__EXERCISE DIRECTIONS__: Set the entries down again exactly; none may be skipped.

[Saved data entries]
Issue #990, opened 2017-04-17
[Security Flaw] Writing username and password to log file when logging in via the API


devangorder:
Currently the logRequest() function within azkaban-web-server/src/main/java/azkaban/webapp/servlet/LoginAbstractAzkabanServlet.java logs the full string of every API call. This includes the credentials used to login and obtain a session id for further API calls. For example, see below:

```
2017-04-17 14:50:39 INFO  LoginAbstractAzkabanServlet:171 - 0  -  "POST / action=login&username=azkaban_admin&password=PASSWORD HTTP/1.1" not-browser
2017-04-17 14:50:40 INFO  LoginAbstractAzkabanServlet:171 - 0 azkaban_admin "POST /executor ajax=reloadExecutors&session.id=7e5927e9-4c60-7465-9c26-897cd45b25d7 HTTP/1.1" not-browser
2017-04-17 14:50:40 INFO  ExecutorManager:194 - Initializing multi executors from database
```

This is a major security flaw as our admin and automation testing accounts frequently use the API, and we don't want those credentials being logged to the local file system in a plaintext file. Could we implement a solution to scrub the password value from the string before writing login requests to the log file? Does anyone else agree this is a security risk?

ameyamk:
Yes. Can you consider contributing the necessary patch?

devangorder:
I'd love to, but unfortunately my hands are currently tied by legal at my company and I'm not allowed to publish any of my code back yet. From what I can tell, it would be a simple update to that one function within that one file, if anyone else wants to take a stab at it. Once I get approval from legal I'll submit a pull request.

ameyamk:
ok no problem - We will try and fix it. Btw which company are you from? Can you share how you use Azkaban. Would love to get more details. Also - please share if you have any product ideas.

devangorder:
Sure, we currently use Azkaban as our batch scheduler for all our Java Batch processing jobs. In preprod, we have several instances set up, each managing multiple environments. For example, we have one Azkaban instance for all our dev regions, a separate Azkaban instance for our test regions, and then a separate Azkaban instance for our performance test regions. Each of these instances manage multiple environments, sending jobs to the correct executor depending on which project it is launched from. When a job is launched, it compared the project name to values stored in the properties file to determine which executor ID to send it to (internal code enhancement we have developed). This allows us to manage multiple independent environments within the same Azkaban console, without the worry of sending jobs to the wrong executor.

[...]

PR #1180, opened 2017-06-08
Removing sessionId from logger statements

reallocf:
Fixing error reported in LIHADOOP-26732.
sessionId shouldn't be logged anywhere. Looked through related files and couldn't find any other occurrences.
@HappyRay @ameyamk does this look sufficient?


HappyRay:
Could you take a look at #990 too?

PR #1181, opened 2017-06-08
Fixing ReferenceEquality warnings

reallocf:
http://errorprone.info/bugpattern/ReferenceEquality

Any thoughts on unintended consequences?


HappyRay:
Original warning:

"Servlet.java:111: warning: [ReferenceEquality] Comparison using reference equality instead of value equality
          begin == "" ? -1 : DateTimeFormat.forPattern(FILTER_BY_DATE_PATTERN)
                ^
    (see http://errorprone.info/bugpattern/ReferenceEquality)
  Did you mean '"".equals(begin) ? -1 : 
"

Could you add this info to the description when you merge?

The suggested fix above seems to be more concise.

Also see
https://stackoverflow.com/questions/7520432/what-is-the-difference-between-vs-equals-in-java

__FINAL ANSWER__:
Issue #990, opened 2017-04-17
[Security Flaw] Writing username and password to log file when logging in via the API


devangorder:
Currently the logRequest() function within azkaban-web-server/src/main/java/azkaban/webapp/servlet/LoginAbstractAzkabanServlet.java logs the full string of every API call. This includes the credentials used to login and obtain a session id for further API calls. For example, see below:

```
2017-04-17 14:50:39 INFO  LoginAbstractAzkabanServlet:171 - 0  -  "POST / action=login&username=azkaban_admin&password=PASSWORD HTTP/1.1" not-browser
2017-04-17 14:50:40 INFO  LoginAbstractAzkabanServlet:171 - 0 azkaban_admin "POST /executor ajax=reloadExecutors&session.id=7e5927e9-4c60-7465-9c26-897cd45b25d7 HTTP/1.1" not-browser
2017-04-17 14:50:40 INFO  ExecutorManager:194 - Initializing multi executors from database
```

This is a major security flaw as our admin and automation testing accounts frequently use the API, and we don't want those credentials being logged to the local file system in a plaintext file. Could we implement a solution to scrub the password value from the string before writing login requests to the log file? Does anyone else agree this is a security risk?

ameyamk:
Yes. Can you consider contributing the necessary patch?

devangorder:
I'd love to, but unfortunately my hands are currently tied by legal at my company and I'm not allowed to publish any of my code back yet. From what I can tell, it would be a simple update to that one function within that one file, if anyone else wants to take a stab at it. Once I get approval from legal I'll submit a pull request.

ameyamk:
ok no problem - We will try and fix it. Btw which company are you from? Can you share how you use Azkaban. Would love to get more details. Also - please share if you have any product ideas.

devangorder:
Sure, we currently use Azkaban as our batch scheduler for all our Java Batch processing jobs. In preprod, we have several instances set up, each managing multiple environments. For example, we have one Azkaban instance for all our dev regions, a separate Azkaban instance for our test regions, and then a separate Azkaban instance for our performance test regions. Each of these instances manage multiple environments, sending jobs to the correct executor depending on which project it is launched from. When a job is launched, it compared the project name to values stored in the properties file to determine which executor ID to send it to (internal code enhancement we have developed). This allows us to manage multiple independent environments within the same Azkaban console, without the worry of sending jobs to the wrong executor.

[...]

PR #1180, opened 2017-06-08
Removing sessionId from logger statements

reallocf:
Fixing error reported in LIHADOOP-26732.
sessionId shouldn't be logged anywhere. Looked through related files and couldn't find any other occurrences.
@HappyRay @ameyamk does this look sufficient?


HappyRay:
Could you take a look at #990 too?

PR #1181, opened 2017-06-08
Fixing ReferenceEquality warnings

reallocf:
http://errorprone.info/bugpattern/ReferenceEquality

Any thoughts on unintended consequences?


HappyRay:
Original warning:

"Servlet.java:111: warning: [ReferenceEquality] Comparison using reference equality instead of value equality
          begin == "" ? -1 : DateTimeFormat.forPattern(FILTER_BY_DATE_PATTERN)
                ^
    (see http://errorprone.info/bugpattern/ReferenceEquality)
  Did you mean '"".equals(begin) ? -1 : 
"

Could you add this info to the description when you merge?

The suggested fix above seems to be more concise.

Also see
https://stackoverflow.com/questions/7520432/what-is-the-difference-between-vs-equals-in-java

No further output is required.